Method: A total of 52 patients with confirmed IPF
performed pulmonary function tests (spirometry, TLCO and 6MWT) and
surveys (SF-36, SGRQ, BDI, FAS, LCQ and patient's needs and expectations
authors’ survey) at baseline and after 12 months of pirfenidone treatment.
No significant changes of FVC, TLCO,
and distance in 6MWT were observed after 1 year of therapy. Patients’ needs and expectations in the course
of the study did not change, except for the right of deciding on disease
management, which was significantly more important after 12 months of treatment
as compared with the baseline (p = 0.014).

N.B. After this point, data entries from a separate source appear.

PR #1589, opened 2020-06-04
[Optimization] Improve performance in ToBlock function

IzabelaMazur:
Changed std::unordered_map to google::dense_hash_map

Time of execution for train_sampling.py from Large_script:
before this patch: 22,399326 [s]
after patch application: 15,102482 [s]

### DIFF
--- a/.gitmodules
+++ b/.gitmodules
@@ -13,3 +13,6 @@
 [submodule "third_party/METIS"]
 	path = third_party/METIS
 	url = https://github.com/KarypisLab/METIS.git
+[submodule "third_party/googlehash"]
+	path = third_party/googlehash
+	url = https://github.com/sparsehash/sparsehash.git
--- a/CMakeLists.txt
+++ b/CMakeLists.txt
@@ -45,6 +45,15 @@ include_directories("third_party/dmlc-core/include")
 include_directories("third_party/minigun/minigun")
 include_directories("third_party/minigun/third_party/moderngpu/src")
 
+include(ExternalProject)
+ExternalProject_Add(googlehash
+  PREFIX googlehash
+  SOURCE_DIR ../third_party/googlehash/src
+  CONFIGURE_COMMAND ${CMAKE_CURRENT_SOURCE_DIR}/third_party/googlehash/configure --prefix ${CMAKE_CURRENT_BINARY_DIR}/googlehash
+  BUILD_COMMAND make install
+)
+include_directories("${CMAKE_CURRENT_BINARY_DIR}/googlehash/include")
+
 # initial variables
 set(DGL_LINKER_LIBS "")
 if(MSVC OR CMAKE_SYSTEM_NAME STREQUAL "Darwin")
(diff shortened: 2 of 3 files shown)


BarclayII:
Do you need help adding Google hash map as a git submodule?

jermainewang:
Hi @IzabelaMazur , thanks for the contribution. One question I have is how does it compare with a hashmap implemented by a vector. This is viable because the key range in the ToBlock function is always `[0, num_nodes)`. By creating a vector of size `num_nodes`, it is always O(1) to relabel the IDs. The potential problem is the cost of memory allocation. Would you please also benchmark against this solution? Thx.

IzabelaMazur:
Hi @BarclayII ,
I'm in the process of adding this submodule I've met a few minor issues and it takes a while. If I have any bigger problems, I will ask you for help. Thanks!

Hi @jermainewang ,
I going to measure the memory allocations 
on the benchmark: https://github.com/dglai/dgl-benchmark/blob/master/graphsage-mp/train_sampling.py and will send you the results.

zheng-da:
@jermainewang creating a vector of num_nodes isn't feasible to scale to a graph with billions of nodes.

jermainewang:
> @jermainewang creating a vector of num_nodes isn't feasible to scale to a graph with billions of nodes.

Agree, but we should still consider such an option for medium-sized graph. Our benchmark shows that PyG is faster than DGL for cluster-based sampling due to them using this kind of hashmap.

BarclayII:
Looks like the building configuration for Windows should be modified.

BarclayII:
@IzabelaMazur I wasn't able to build google-sparsehash with Visual Studio 2017 as it threw lots of undefined names or other syntax errors.

Can we switch to e.g. https://github.com/sparsehash/sparsehash-c11 instead?  It's almost a drop-in replacement of googlehash that has C++11 support.  Also since it's a header-only library, we don't need to include it as an external CMake project; simply adding include directories should do everything.

Also I found a couple alternative implementations that claims to be more efficient than both std and googlehash in general:

* https://github.com/greg7mdp/sparsepp
* https://github.com/greg7mdp/parallel-hashmap

Wonder if you had any experience with them?  You don't have to benchmark them though.

Thanks.

zheng-da:
do we have any detailed profiling results of using the dense hashmap?

IzabelaMazur:
Hi @BarclayII I didn't know the functions you mentioned. Currently I'm checking them and comparing them with the proposed google::dense_hash_map(). From an early check it looks like phmap::flat_hash_map is less than 1 second faster. Average epoch time for google::dense_hash_map takes 19.9 seconds, and for phmap::flat_hash_map takes 19.0 seconds. The rest of the functions are slower than google::danse_hash_map.
I'm preparing a pull request with phmap::flat_hash_map(). I would still like to check the size of the allocated memory using both these functions.

BarclayII:
Seems that you fixed the Windows problem.  Thanks!

The speed up by phmap seems to be minor (only 5%) so I guess sticking with google sparsehash should be fine.  @zheng-da what do you think?

IzabelaMazur:
In case you were also interested in changing to phmap::flat_hash_map I created a new PR.
https://github.com/dmlc/dgl/pull/1662

VoVAllen:
Found an interesting benchmark of hashmap in C++
https://martin.ankerl.com/2019/04/01/hashmap-benchmarks-04-03-result-RandomFind_500000/

BarclayII:
Closing this since phmap version is integrated.

PR #1597, opened 2020-06-07
Refactor distributed graph store

zheng-da:
## Description
Refactor the distributed graph store for the new kvstore.

## Checklist
- [ ] Code is well-documented

### DIFF
--- a/python/dgl/distributed/graph_partition_book.py
+++ b/python/dgl/distributed/graph_partition_book.py
@@ -5,6 +5,52 @@ import numpy as np
 from .. import backend as F
 from ..base import NID, EID
 from .. import utils
+from .shared_mem_utils import _to_shared_mem, _get_ndata_path, _get_edata_path, DTYPE_DICT
+from .._ffi.ndarray import empty_shared_mem
+
+def _move_metadata_to_shared_mam(graph_name, num_nodes, num_edges, part_id,
+                                 num_partitions, node_map, edge_map):
+    ''' Move all metadata to the shared memory.
+
+    We need these metadata to construct graph partition book.
+    '''
+    meta = _to_shared_mem(F.tensor([num_nodes, num_edges,
+                                    num_partitions, part_id]),
+                          _get_ndata_path(graph_name, 'meta'))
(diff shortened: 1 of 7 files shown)


python/dgl/distributed/graph_partition_book.py
```diff
@@ -78,6 +141,18 @@ def __init__(self, part_id, num_parts, node_map, edge_map, part_graph):
...
+
+        Parameters
+        ----------
+        graph_name : str
+            The graph name
+        """
+        self._meta, self._nid2partid, self._eid2partid = _move_metadata_to_shared_mam(
+            graph_name, self.num_nodes(), self.num_edges(), self._part_id, self._num_partitions,
+            self._nid2partid, self._eid2partid)
+
```
aksnzhy, line 155: So we will not put GraphPartitionBook to ServerState, right?

python/dgl/distributed/kvstore.py
```diff
@@ -953,7 +935,6 @@ def map_shared_data(self, partition_book):
             for _ in range(self._group_count-1):
                 response = rpc.recv_response()
                 assert response.msg == SEND_META_TO_BACKUP_MSG
-        self._freeze = True
```
aksnzhy, line 956: I think we cannot just simply remove the `freeze` code here. I will change the code in a new PR to fix it.

aksnzhy:
The overall comment is: should we put all the data (except for the dynamic data tensor in kvstore) like GraphPartitionBook and meta data to ServerState and manage the shared-memory in a unified way?

zheng-da:
I, in general, prefer not to. If we want to put everything in server state, it makes the design inflexible to a future extension. If we want to add something, we need to modify the server state. what is the benefit of having everything managed by server state?

python/dgl/distributed/graph_partition_book.py
zheng-da: we can have graph partition book referenced by server state. but we don't need to have it managed by server state.

aksnzhy:
I removed the `freeze` in this pr:https://github.com/dmlc/dgl/pull/1605, and I solved the conflict in this PR

zheng-da:
i have added the reference of graph partition book to server state.

PR #1608, opened 2020-06-09
[WIP] IGMC

sneakerkg:
## Description
This PR is the implementation of the paper: Inductive Matrix Completion Based on Graph Neural Networks.
Current status, on ML-100K dataset, the reported RMSE is 0.905, what we reproduced is 0.931. The gap might come from the lack of self-loop in our model. This PR already contains the fix, but model is still training thus can't report number here.

A few TODOs to make this one ready to merge:
1.Get the same RMSE result as reported in the paper;
2.Currently we extract all the subgraphs in advance before an epoch. This is OK for ML-100K dataset, will have performance trouble when go to larger dataset as ML-1M;
3.We prefer to implement the subgraph extraction code using DGL APIs to see if the code can be cleaner;
4.We have code duplication within this PR and with code in GCMC, need further cleaning.

## Checklist
- [ ] Code is well-documented


sneakerkg:
Will deprecate due to Junfeng's PR: https://github.com/dmlc/dgl/pull/1815

PR #1616, opened 2020-06-10
[RPC] Sampling over RPC

VoVAllen:
## Description

Currently only support `dgl.graph`

## Checklist
- [ ] Code is well-documented


python/dgl/distributed/sampling.py
```diff
@@ -0,0 +1,100 @@
...
+
+def sample_neighbors(g: DistGraph, nodes, fanout, edge_dir='in', prob=None, replace=False):
+    """Sample neighbors"""
+    assert edge_dir == 'in'
+    req_list = []
+    partition_book = g.get_partition_book()
+
+    partition_id = partition_book.nid2partid(F.tensor(nodes))
+    node_id_per_partition = [[]
+                             for _ in range(partition_book.num_partitions())]
```
zheng-da, line 87: is this `[[]] * partition_book.num_partitions()`?

python/dgl/distributed/sampling.py
```diff
@@ -0,0 +1,100 @@
...
+    src_tensor = F.cat(srcs, 0)
+    dst_tensor = F.cat(dsts, 0)
+    eid_tensor = F.cat(eids, 0)
+    g = graph((src_tensor, dst_tensor),
+              restrict_format='coo', num_nodes=num_nodes)
+    g.edata[EID] = eid_tensor
+    return g
+
+
+def sample_neighbors(g: DistGraph, nodes, fanout, edge_dir='in', prob=None, replace=False):
```
zheng-da, line 79: does qidong's version implement sampling like this?

zheng-da:
can you add the sampling RPC to DistGraphServer?

python/dgl/distributed/dist_graph.py
```diff
@@ -271,7 +271,7 @@ def __init__(self, server_id, ip_config, num_clients, graph_name, conf_file):
 
         # Load graph partition data.
         self.client_g, node_feats, edge_feats, self.gpb = load_partition(conf_file, server_id)
-        self.client_g = _copy_graph_to_shared_mem(self.client_g, graph_name)
+        # self.client_g = _copy_graph_to_shared_mem(self.client_g, graph_name)
```
VoVAllen, line 274: This is commented out for test reason. Can we add an option here? @zheng-da

python/dgl/distributed/sampling.py
```diff
@@ -0,0 +1,104 @@
...
+        self.seed_nodes, self.edge_dir, self.prob, self.replace, self.fan_out = state
+
+    def __getstate__(self):
+        return self.seed_nodes, self.edge_dir, self.prob, self.replace, self.fan_out
+
+    def process_request(self, server_state):
+        local_g = server_state.graph
+        partition_book = server_state.partition_book
+        local_ids = F.astype(partition_book.nid2localnid(
+            F.tensor(self.seed_nodes), partition_book._part_id), local_g.idtype)
```
VoVAllen, line 50: Here I use a private attribute. I see it's exposed in PartitionPolicy. Do I need to add a new attribute to GraphPartitionBook & RangePartitionBook?

python/dgl/distributed/dist_graph.py
zheng-da: if you want to have three sampler server running, you need to set up the "backup" server. @aksnzhy can you provide any suggestions on how to set up backup servers?

python/dgl/distributed/rpc_server.py
```diff
@@ -78,24 +78,14 @@ def start_server(server_id, ip_config, num_clients, server_state, \
...
+        res = req.process_request(server_state)
+        if res is not None:
+            if isinstance(res, list):
+                for response in res:
+                    target_id, res_data = response
+                    rpc.send_response(target_id, res_data)
+            elif isinstance(res, str) and res == 'exit':
+                break # break the loop and exit server
+            else:
+                rpc.send_response(client_id, res)
```
zheng-da, line 91: i thought chao has modified it.

python/dgl/distributed/sampling.py
zheng-da: yes, please don't use a private attribute. we can potentially keep the partition id in the server state.

src/rpc/network/socket_communicator.h
```diff
@@ -19,7 +19,7 @@
 namespace dgl {
 namespace network {
 
-static int kMaxTryCount = 1024;    // maximal connection: 1024
+static int kMaxTryCount = 10;    // maximal connection: 1024
```
zheng-da, line 22: why modify this?

tests/distributed/test_distributed_sampling.py
```diff
@@ -0,0 +1,87 @@
...
+    print(g.number_of_nodes())
+    results = sample_neighbors(g, [0, 10, 99, 66, 1024, 2008], 3)
+    print("after sample")
+    dgl.distributed.shutdown_servers()
+    dgl.distributed.finalize_client()
+    return results
+
+
+@unittest.skipIf(os.name == 'nt', reason='Do not support windows yet')
+@unittest.skipIf(dgl.backend.backend_name != 'PyTorch', reason='Only support pytorch for now')
```
zheng-da, line 43: does it not work with mxnet?

tests/distributed/test_distributed_sampling.py
```diff
@@ -0,0 +1,87 @@
...
+    # sys.excepthook = myexcepthook
+    # partition graph
+    g = CitationGraphDataset("cora")[0]
+    g.readonly()
+    print(g.idtype)
+    num_parts = num_server
+    num_hops = 1
+
+    partition_graph(g, 'test_sampling', num_parts, tmpdir,
+                    num_hops=num_hops, part_method='metis', reshuffle=False)
```
zheng-da, line 61: please add a comment that this will be tested with range partition as well in the future.

python/dgl/distributed/rpc_server.py
VoVAllen: I tested if the program exits with an exception it will still close the sockets. No need to catch it and call finalize. And catch it without print errors/rethrow it makes it hard to debug

python/dgl/distributed/sampling.py
VoVAllen: This way of initialization is wrong
```python
In [7]: a = [[]]*10                                                                                                                                                                                                                                                             

In [8]: a                                                                                                                                                                                                                                                                       
Out[8]: [[], [], [], [], [], [], [], [], [], []]

In [9]: a[0].append(1)                                                                                                                                                                                                                                                          

In [10]: a                                                                                                                                                                                                                                                                      
Out[10]: [[1], [1], [1], [1], [1], [1], [1], [1], [1], [1]]
```

tests/distributed/test_distributed_sampling.py
VoVAllen: I heard MXNet 2.0 will break lots of backward compatibility. I think we can support MXNet later

tests/distributed/test_distributed_sampling.py
VoVAllen: How to test it with RangePartitionBook. And should RangePartitionBook & GraphPartitionBook inherits an abstract class such as `PartitionBook`?

python/dgl/distributed/dist_graph.py
```diff
@@ -319,7 +320,7 @@ class DistGraph:
     def __init__(self, ip_config, graph_name):
         connect_to_server(ip_config=ip_config)
         self._client = KVClient(ip_config)
-
+        graph_name = "{}_{}".format(graph_name, self._client.machine_id)
```
VoVAllen, line 323: I changed graph_name to graph_name+partition_id, to avoid conflict name when testing on the same machine

zheng-da: the problem is how the client knows which partition it should map?

tests/distributed/test_distributed_sampling.py
zheng-da: it can be inherited from the same class. but does it matter in Python?

zheng-da: as for how to test RangePartitionBook, you can use 'orig_id' to get the node Id in the original graph. something like below should work.
```python
sampled_graph.ndata['orig_id'] = dist_graph.ndata['orig_id'][sampled_graph.ndata[dgl.NID]]
src, dst = sampled_graph.edges()
src = sampled_graph.ndata['orig_id'][src]
dst = sampled_graph.ndata['orig_id'][dst]
assert np.all(F.asnumpy(g.has_edges_between(src, dst).bool()))
```

tests/distributed/test_distributed_sampling.py
zheng-da: but we are not using mxnet 2.0.

zheng-da: how difficult is it to make mxnet work?

tests/distributed/test_distributed_sampling.py
VoVAllen: > it can be inherited from the same class. but does it matter in Python?

Inheritance make it easy to understand that they have the same interface. (without documentation)

src/rpc/network/socket_communicator.h
VoVAllen: Max try 1024 is too much?

PR #166, opened 2018-01-11
Fix issue with overlapping map markers

jaroslav-kubicek:
🎉 🍾 🎆 
---

### DIFF
--- a/app/hotels/src/map/MapView.js
+++ b/app/hotels/src/map/MapView.js
@@ -45,18 +45,27 @@ const styles = StyleSheet.create({
 
 export class Map extends React.Component<Props, State> {
   map: typeof MapView | null;
+  markers: {| number: React.Ref<MapView.Marker> |};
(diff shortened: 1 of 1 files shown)


app/hotels/src/map/MapView.js
```diff
@@ -45,18 +45,27 @@ const styles = StyleSheet.create({
 
 export class Map extends React.Component<Props, State> {
   map: typeof MapView | null;
+  markers: {| number: React.Ref<MapView.Marker> |};
```
mrtnzlml: It's amazing how big is the difference between Flow enabled and Flow disabled. Flow was unfortunately disabled in this case. Should've been `{ [number]: type }`... :)

BTW - I have no idea how to type it correctly. It's happy all the time. Not sure about `typeof` (probably not needed) and it doesn't care about the `| null` even though it can be null...

PR #167, opened 2018-01-11
Hotels: expose only one standalone package

mrtnzlml:
Hopefully, there is no longer direct usage of core in hotels or hotels
in the core. It should be therefore standalone (not completely verified
yet).

---


app/hotels/src/navigation/NavigationStack.js
```diff
@@ -0,0 +1,139 @@
+// @flow
```
mrtnzlml: This file would like to be refactored as well (not now).

app/redux/src/ReduxContext.js
```diff
@@ -0,0 +1,62 @@
...
+  reducers: { [string]: Reducer },
+|};
+
+/**
+ * Creates Redux context for underlying components. It makes only sense if
+ * you pass additional reducers to be registered.
+ */
+export default class ReduxContext extends React.Component<Props> {
+  componentWillMount = () => {
+    // it's too late to register new reducers in componentDidMount
```
jaroslav-kubicek: I'm not sure if I comprehend this comment, why it's then done in this place? :)

mrtnzlml: Because `componentWillMount` is called before `componentDidMount` (too late). I could add it also to the constructor...

You can maybe delete this comment if it's not necessary.

jaroslav-kubicek: dammit, I saw `componentDidMount` instead `componentWillMount`, that's why I was confused 🤕

PR #168, opened 2018-01-11
Prepare example component with native implementation

tbergq:
---


app/examples/native-module/README.md
```diff
@@ -0,0 +1,16 @@
+## Native modules example
```
mrtnzlml: Please add a brief summary of what is this example all about and how is it useful.

mrtnzlml:
I have no idea what is happening here. 🙂 Integrated into master...

PR #170, opened 2018-01-11
Fix date range

### LINKED ISSUE #109: Adjust "to" date when "From" is changed to later
When user sets "From" date to later than "To", a new request for list of hotels is immediately dispatched, which fails because interval "from-to" doesn't make any sense, e.g. "From Feb 2 to January 9".

jakubzaba:
Closes #109 
- [x] disable past dates
- [x] show message when you pick check-out before check-in
- [x] show message when you pick check-out more than 30 days after check-in

---

### DIFF
--- a/app/common/index.js
+++ b/app/common/index.js
@@ -15,6 +15,7 @@ export { default as Date } from './src/datetime/Date';
 export { default as DateTime } from './src/datetime/DateTime';
 
 export { default as GeneralError } from './src/errors/GeneralError';
+export { default as ErrorMessage } from './src/errors/ErrorMessage';
 export { default as PartialFailure } from './src/errors/PartialFailure';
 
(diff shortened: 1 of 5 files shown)


mrtnzlml:
@jaroslav-kubicek Are you satisfied with this PR? 🙂

jaroslav-kubicek:
Sorry, I put a comment to issue. My concern is behaviour:

>What about simply adjusting the other date, just like in kiwi.com native app or Booking.com, e.g. If I set "To" to earlier date than "From", let's say January 25, "From" is automatically updated as well to "January 24"? UX should be much better with this.

mrtnzlml:
Ah, I would prefer to fix this bug first and improve the behavior later. But if it's your concern - can you please ask Martin K. if this is the correct behavior? I don't know how this should behave...

PR #176, opened 2018-01-12
Print a warning when I run yarn start

VaclavSir:
Took me some time to remember that we don't `yarn start` anymore.

---


mrtnzlml:
No, this starts packager. The behavior is exactly the same and correct. It worked the same even before except you got QR code (this is the only change in fact). Command `yarn ios` worked also the same way and I am honestly surprised you didn't use it... 🙂

PR #182, opened 2018-01-15
Set the maximum limit of markers displayed in initial region

### LINKED ISSUE #177: Hotels map: limit search results
Show only first 15 hotels and zoom closer to the price markers so they are not so crowded.

jaroslav-kubicek:
This closes #177 

---

### DIFF
--- a/app/hotels/src/map/MapView.js
+++ b/app/hotels/src/map/MapView.js
@@ -35,9 +35,11 @@ type MarkerPressEvent = {|
 |};
 
 type LatLng = {|
-  latitude: number,
   longitude: number,
+  latitude: number,
 |};
+
+const NO_OF_MARKERS_IN_REGION = 15;
 
 const styles = StyleSheet.create({
   map: StyleSheet.absoluteFillObject,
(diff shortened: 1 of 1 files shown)


app/hotels/src/map/MapView.js
```diff
@@ -4,7 +4,7 @@ import idx from 'idx';
 import * as React from 'react';
 import { createFragmentContainer, graphql } from 'react-relay';
 import { StyleSheet } from 'react-native';
-import MapView from 'react-native-maps';
+import MapView, { type LatLng } from 'react-native-maps';
```
mrtnzlml: I already fixed this once. This type does **not** exist. And it will be cast as an `any` type when you try to import non-existent types. And there is probably nothing worse than `any` in Flow... 🙂

app/hotels/src/map/MapView.js
```diff
@@ -34,10 +34,7 @@ type MarkerPressEvent = {|
   },
 |};
 
-type LatLng = {|
-  latitude: number,
-  longitude: number,
-|};
+const NO_OF_MARKERS_IN_REGION = 15;
```
mrtnzlml: It still looks very crowded. What about fetching just the first 15? Airbnb has a similar approach (+lazy fetching of additional hotels - we don't need this now).

app/hotels/src/map/MapView.js
jaroslav-kubicek: dammit 💩

PR #183, opened 2018-01-15
Add hotels package to native app

tbergq:
---


mrtnzlml:
I don't like this. Can you just create a new temporary repo? It would be much cleaner. Also, you cannot use `http://localhost:8081/index.bundle` URL. It must be already bundled. This will help us to create and distribute the package properly (via NPM)...

tbergq:
Sure, I thought you wanted it the same repo, I will create a separate repo.

mrtnzlml:
Well, it doesn't really work if you need to create `ios2/` and `android2/`. In this case, it doesn't make sense anymore.

PR #184, opened 2018-01-16
Limit the width of the swipe list

### LINKED ISSUE #174: Optimize map view for tablets
It's basically only about the swiper at the bottom.

See: https://zpl.io/2vnRjdj

VaclavSir:
Close #174 
screen shot 2018-01-16 at 11 38 36

---

### DIFF
--- a/app/hotels/src/map/HotelSwipeList.js
+++ b/app/hotels/src/map/HotelSwipeList.js
@@ -27,9 +27,16 @@ type State = {|
   open: boolean,
 |};
 
+const SNAP_WIDTH = 0.8;
+const OPEN_HEIGHT = 150;
+const CLOSED_HEIGHT = 80;
+const MAX_WIDTH = 668;
+
 const styles = StyleSheet.create({
   container: {
     backgroundColor: '#fff',
+    maxWidth: MAX_WIDTH,
+    overflow: 'hidden',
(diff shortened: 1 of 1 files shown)


VaclavSir:
I fixed the visibility of the next hotel. I don't quite understand the note about `getLandscapeThreshold`, do you mean the maxWidth should be applied only in landscape mode?

screen shot 2018-01-16 at 16 56 49

mrtnzlml:
Landscape threshold essentially solves the question "Why did you choose _668_? Why not _686_? Is it OK for every tablet?". Everything below this threshold is OK for portrait mode and everything above is OK for landscape mode. The name is stupid - feel free to make it less stupid.

This is basically how `Layout` works - it's wide open in portrait mode and it keeps its width for large devices. In the future, we can improve this method significantly by adding devices resolutions map or something like that - not important now.

I just don't like this next magic number constant (even the magic constant in `Layout` component is wrong).

mrtnzlml:
Please fix the unhappy CI... 🙂

VaclavSir:
I didn't chose 668, I copied it from Zeplin... I comforted the CI, now it's happy. 😸

mrtnzlml:
Zeplin is not really designed for every device... :)

Issue #186, opened 2018-01-16
Add animation when showing hotel address


jaroslav-kubicek:
When user swipes up in map view, an address is shown immediately. Use animation to give user more appropriate feedback.

PR #188, opened 2018-01-16
Use animation when showing/hiding address in map view

jaroslav-kubicek:
Closes: #186

---

### DIFF
--- a/app/common/src/view/VerticalSwipeResponder.js
+++ b/app/common/src/view/VerticalSwipeResponder.js
@@ -1,20 +1,28 @@
 // @flow
 
 import * as React from 'react';
-import { View, PanResponder } from 'react-native';
+import { Animated, PanResponder } from 'react-native';
 
 import type { GestureState, PanResponderEvent } from '../../types/Events';
 
 type SwipeConfig = {|
   velocityThreshold: number,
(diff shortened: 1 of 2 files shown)


mrtnzlml:
I don't think this is how it should behave. It's weird that I can stop it in the middle of the transition:

screen shot 2018-01-17 at 10 16 57

But I don't know. This is what I would expect (see for example Google Maps).

jaroslav-kubicek:
ok, good point, I will make it animate to the end

jaroslav-kubicek:
fixed

app/common/src/view/VerticalSwipeResponder.js
```diff
@@ -70,6 +79,7 @@ class VerticalSwipeResponder extends React.Component<Props> {
       //stop JS beautify collapse
       onStartShouldSetPanResponder: shouldSetResponder,
       onMoveShouldSetPanResponder: shouldSetResponder,
+      onPanResponderMove: this.handlePanResponderMove.bind(this),
```
mrtnzlml: Hm 🙈, I am leaving the old-way binding here only because of consistency in this file but it would be nice to fulfil our todos:

> FIXME: **refactor** by throwing away all unnecessary code

🙂

PR #191, opened 2018-01-17
ReduxContext: remove 'componentWillMount' method

mrtnzlml:
Methods 'componentWill*' are deprecated in next React version.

The most important needs for patients were access to novel therapy, fast and
easy access to health centres specializing in IPF treatment, and improvement of
the general condition or maintenance of its level. The least essential needs were
everyday social assistance, psychological support, and access to oxygen therapy
at home. Quality of life, measured by the SF-36, after 1 year of pirfenidone
treatment significantly improved in mean values of the physical cumulative
score (p = 0.004) and mental cumulative score (p = 0.003), namely in role-physical,
role-emotional, general health, and mental health. Whereas significant
deteriorations were observed in bodily pain and vitality. For the remaining
questionnaires (SGRQ, BDI, FAS and LCQ), no significant changes in the course
of the study were noticed. However, taking into account individual answers, the
majority of patients with IPF declared improvement or stabilization rather than
a deterioration in the quality of life, perception of dyspnoea, incidence of
cough and fatigue. Additionally, after 1 year of therapy, 12% of patients had simultaneous
improvements in the quality of life and reduced dyspnoea and cough intensity.
Conclusions: We conclude that 1 year of
anti-fibrotic treatment results in a general improvement in quality of life in
the SF-36 questionnaire. Patients’ expectations of disease management did not
change and access to novel therapies and easy access to health centres
specializing in IPF management remained their top needs.